腰部の武器はっと・・・どうやら剣のようだ。さすがファンタジー。【鑑定】。
名前:鋼の剣
数打ち品の安物だが数度しか使われてないようで、刃こぼれも少ない。
日本刀やなんやのようにカーブがつけられてはいない。これが直剣というやつだろうか。
背負い袋に【魔力感知】の反応。無論【鑑定】。
名前:マジックバッグS
数打ち品のマジックバッグ。
・・・マジックバッグに数打ち品なんてあるんだ。
背負い袋をあさっていると、ファンタジー世界に似つかわしくないものが出てきた。すかさず、【鑑定】。
名前:魔砲ヴァリス
先込め式。長らく使われてきたもののため、銃身の歪みなどがみられ、もうそろそろ寿命。
銃身をなぞると、使用されてきたことによる細かな傷と、特徴的な傷が見つかった。特徴的な傷は深さ的に、人為的につけられたものらしい。まあこの世界の文字とかわかんないけどねっ!
先込め式ということは、生前に歴史の授業で習った、織田信長が武田信玄の息子を打ち破る際に使われたとかいうアレと同じシステムということか?
さらにあさると、【魔力感知】に反応があるものを見つけた。【鑑定】。
名前:魔石
Iランクの魔石。
魔石にランクがあるのはテンプレ感半端ないが、変に扱ってもまずい。とりあえずおいておく。
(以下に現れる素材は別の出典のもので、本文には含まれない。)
PR #1784, opened 2024-11-13
Make the background image editable

ollimeier:
movable, draggable, via EditBehavior

This is another draft PR on top of the other, because it's easier to see the changes related to **Make the background image editable**.


justvanrossum:
Please don't do PRs on PRs. This is actually more confusing than helpful in most cases.

This PR now has conflicts and is not reviewable.

PR #1789, opened 2024-11-15
[background image] Add dialog for background image

### LINKED ISSUE #1787: add a dialog for image properties (mostly color, or maybe just opacity/alpha)

ollimeier:
Fixes #1787

Work in progress -> therefore draft PR.

I had to use the other branch as the base branch (not main), to have the selection code included.


ollimeier:
@justvanrossum I found a solution to make the color apply on a png. This is based on the idea to make every white pixel transparent. Reference: https://stackoverflow.com/questions/30438524/algorithm-to-make-image-white-and-transparent

justvanrossum:
It doesn't work for me: I see the whole image as a solid rectangle in the selected color.

justvanrossum:
This should be rebased on main somehow.

ollimeier:
> It doesn't work for me: I see the whole image as a solid rectangle in the selected color.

ってゆうか、魔石多すぎだろ!拾ってきたにも多すぎる。周囲の状況から察するに遠征帰りと考えると納得がいくが。
あとは・・・見たところ、食料のようだ。【鑑定】。
名前:干し肉
オーク肉の干し肉。噛めば噛むほど滋味が広がる。お母さんの味。
くっ・・・!!!【鑑定】さんキャッチコピーの才能あるわー。そういえばスライムのこの身体、体に不要かどうかしかわからなくて、人間並みの味覚はないんだった。お母さんの手料理が恋しくなってきたじゃないか。こんなことならあの死体の舌採取しとくんだった。すべて【鑑定】さんのキャッチコピーが悪い。
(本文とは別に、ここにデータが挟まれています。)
PR #1841, opened 2024-12-05
Clean up unused background images

### LINKED ISSUE #1813: [background image] Clean up unused background images from .ufo and .fontra

ollimeier:
Fixes #1813 

This is a draft PR, because I know this is not the right approach and this is not a priority, this is just to show you what I did. We can delete it later.

### DIFF
--- a/src/fontra/backends/designspace.py
+++ b/src/fontra/backends/designspace.py
@@ -1200,6 +1200,24 @@ class DesignspaceBackend:
             reader = self.ufoManager.getReader(ufoPath)
             reader.writeImage(imageFileName, data.data, validate=True)
 
+    async def deleteBackgroundImage(self, imageIdentifier: str) -> None:
+        imageInfo = self._imageMapping.reverse.get(imageIdentifier)
+        if imageInfo is None:
+            return
+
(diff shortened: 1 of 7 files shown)


ollimeier:
@justvanrossum Here a short demo, which shows that the data gets removed and restored:


https://github.com/user-attachments/assets/e3c7f369-7fae-43a4-b780-549a43f87307

justvanrossum:
The approach I'm not most seriously considering is pretty much: let the backend do garbage collecting.

The _backend_ keeps track of which image files are actually used, and will put aside the unused images in a temp folder, so they can be "revived" in case undo/redo causes them to be referenced again.

Unreferenced images could be deleted permanently:
- after a certain time they were last referenced
- once the backend closes

Practically, the GlyphDependencies class can be used to track the glyph <-> images relationships. And the initial dependencies could be read in the background once the backend starts up, just like how component references are read.

Once we pick this up, I suggest to _first_ implement it for .fontra, and only tackle .ufo after that, as it's more complex. The .fontra implementation may be simpler, as it is not possible (by design) to reuse a single image in multiple layers/glyphs.

justvanrossum:
This PR is not going in the right direction. Once we pick this up, it'll be better to start from scratch.

Issue #1845, opened 2024-12-10
[font overview] Menu bar for font overview


ollimeier:
> - Some of the top menu bar's *contents* may have to be duplicated, but I suspect that only a fraction from the editor makes sense in a glyph overview view. It is fine to see the menu bar part of this as a separate task. 

 _Originally posted by @justvanrossum in [#102](https://github.com/googlefonts/fontra/issues/102#issuecomment-2526314723)_

PR #1849, opened 2024-12-11
Font overview phase 1

### LINKED ISSUE #102: Font Overview view(s)
Font overview:
- grid view
- list view / spreadsheet

Also affects the project list: it needs a way to either jump to a font overview or to a glyph editor.

ollimeier:
Part of #102 

This implements a very basic font overview. It needs some followups for refinement, but the core functionality is there and mergable.


ollimeier:
@justvanrossum 

TODOs and Questions:
1. I am wondering if it would make sense to refactor `GlyphsSearch` into two web components:
   1. `GlyphsSearch`: Includes the search field, only. Access the list of glyphs with eg. glyphsListItemsController.
   2. `GlyphsSearchForEditor` which uses GlyphsSearch and adds the glyph list.
2. We may want to move `sortedSourceIdentifiers` to a more general location like utils. Follow up task?
3. Do we want to make the sidebar scalable? If so, we may want to refactor `sidebar-resize-gutter` or at least have a look at it. Follow up task?
4. Context menu is implemented in the overview, yet. We may want to add them. Is this a follow up task?
5. Maybe use https://www.npmjs.com/package/unicode-properties for overview sections. Also, how to we handle unencoded glyphs? Follow up task?
6. Add top menu bar, please see: https://github.com/googlefonts/fontra/issues/1845
7. When opening a glyph in the editor via double click, there is an error: It says `error while interpolating font sources '{message: 'objects have incompatible number of entries: 7 != 6', type: 'interpolation-error'}'`. But this is not true. I don't know why this is happening.

ollimeier:
Little demo of the current stage:

https://github.com/user-attachments/assets/001ec9b2-21fc-40d4-8840-b361786a58bc

justvanrossum:
Next steps:
- Figure out "cell view" API, 
  - `getSelectedGlyphNames()`
  - `setSelectedGlyphNames()`
  - `addEventListener("selectionChanged", (event) => ...)`
- Selection behavior:
  - Click to select glyph
  - Shift click to deselect glyph, or add glyph to selection
  - Click-drag, to "paint" selection? Can be followup.
  - Arrow key navigation. Can be followup.
  - Typing a character (and glyphname?) selects the matching glyph. Can be followup.
- Fix cell layout so cells "flow" ("inline block"), see "Related Glyphs" panel
- Fix cell glyph load/draw so it only loads once the cell becomes visible (currently it seems all glyphs are loaded, also the ones outside the scroll area)

Question:
- Should the cell view be an accordion view, so sections can be folded/hidden?

justvanrossum:
Minor bug: double clicking the `/` glyph results in an empty canvas. Since it is the prefix for glyph names, if you want to type a slash, it should be doubled. So I think we should special-case the `/` to become `//` in the text entry.

justvanrossum:
I made a small change to glyph-cell.js, that fixes the lazy loading: d5104697ed1f9dc045fdc4d978a71edcdce51c4b. You should notice a vast improvement in performance, as only glyphs that are in view will be loaded.

One small bug that I don't quite understand: in Egitto, double-clicking on the "tulip" glyph does not open the right glyph. Maybe the source data contains ambiguous code points. Ohh way, the code point is `U+1F337`, so this may again be a UTF-16 issue. It was, and I fixed it.

justvanrossum:
By default, I think the default source should be selected. You can easily get it with the `fontController.fontSourcesInstancer.defaultSourceIdentifier` property.

We should store the selected source identifier in the URL fragment.

justvanrossum (commented):
Arrow keys: good start!

- I expect arrow-key up/down to go to the previous/next row.
- I find the visual difference between "hovered" and "selected" a bit too small. Maybe "hover" could be lighter, closer to the background color.
- There is an annoying delay between clicking and the selection taking effect. I think this should be immediate.

justvanrossum:
One more detail: when arrow-keying a cell that isn't 100% in-view, the container should scroll to make it in view. `UIList` uses `scrollIntoView()` for that. Please check `UIList` for the options and see if they make sense in this case.

justvanrossum:
> There is an annoying delay between clicking and the selection taking effect

I think I see what you're trying to do: to make double click a multiple selection work. But: clicking *within* a multiple selection should not change the selection to begin with. So, double-clicking on a multiple selection should open an editor with the selected glyphs, but it should _not_ reset the selection to the clicked glyph.

justvanrossum:
I noticed the fontoverview isn't yet listening to external changes (edit glyph in editor, come back to font overview: change is not reflected). I guess this will become easier once https://github.com/googlefonts/fontra/pull/1863 gets merged, so please hold off until then.

ollimeier:
> > There is an annoying delay between clicking and the selection taking effect
> 
> I think I see what you're trying to do: to make double click a multiple selection work. But: clicking _within_ a multiple selection should not change the selection to begin with. So, double-clicking on a multiple selection should open an editor with the selected glyphs, but it should _not_ reset the (font overview) selection to the clicked glyph.

There is one case where we change the selection when clicking within a multiple selection: deselect a glyph with click + commandKey.

ollimeier:
> One more detail: when arrow-keying a cell that isn't 100% in-view, the container should scroll to make it in view. `UIList` uses `scrollIntoView()` for that. Please check `UIList` for the options and see if they make sense in this case.

Thank you very much. This is awesome. `scrollIntoView` fixes it.

ollimeier:
> The link From Editor to Font Overview should remove the URL fragment. The font overview now gets the editor URL fragment, which it has no use for.

Fixed it. Thanks for noticing it.

Issue #197, opened 2020-10-09
Create layout tooltip


andy840119:
See how lyric is arrangement by tooltip.
Will in : 
- Lyric Editor's move mode.
- Batch lyric layout editor.

andy840119:
Should add test case.
Like what `SingerToolTip` do.

andy840119:
![image](https://user-images.githubusercontent.com/9100368/95544436-0bf43e80-0a36-11eb-955c-cf7c9769d8b2.png)
This is 下-1 layout
![image](https://user-images.githubusercontent.com/9100368/95546030-7d35f080-0a3a-11eb-870e-a91cd317c3c4.png)
This is 下-2 layout

andy840119:
Implemented.

PR #198, opened 2020-10-09
Implement layout tooltip

andy840119:
Implementation of #197 .


andy840119:
image
Now what's test case looks like 👌

andy840119:
Oop.
Code factor not happy again 😢

PR #219, opened 2020-10-18
Implement layout editor(right side)

andy840119:
Implement part of #217 .

What's should be done in this PR : 
- [x] Create preview control.
- [x] Display preview screen(should add border also, and should display ratio digit).
- [x] Display preview lyric.
- [x] Implement adjust ratio.
- [x] Implement change preview lyric layout
- [ ] Need to adjust ratio display (can be implemented in next pr).
- [x] Remove old test case.


andy840119:
image
Seems it's impossible to place preview button in the right side(due to UI seems weird).
Maybe move to left-side part and make a section to place preview component?

andy840119:
image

それと、味覚で吹っ飛んだけど、オークってやっぱりいるんだな。
もう一つ【鑑定】。
名前:固焼きパン
保存がよくきく。口で噛むには硬すぎるからふやかして食べる。
この二つから察するに、食生活は地球の中世並みか?歴史には疎いのでテキトーだが。
さて、入手したものは確認したし、移動しよう。
分身体スライム達にまた件の円筒形態へと移行させたところで、
渦巻き管を形作るスライム達から自然の音の解析が大方終わったことが知らされた。
ピコン!『聴覚』を得ました!
やったね!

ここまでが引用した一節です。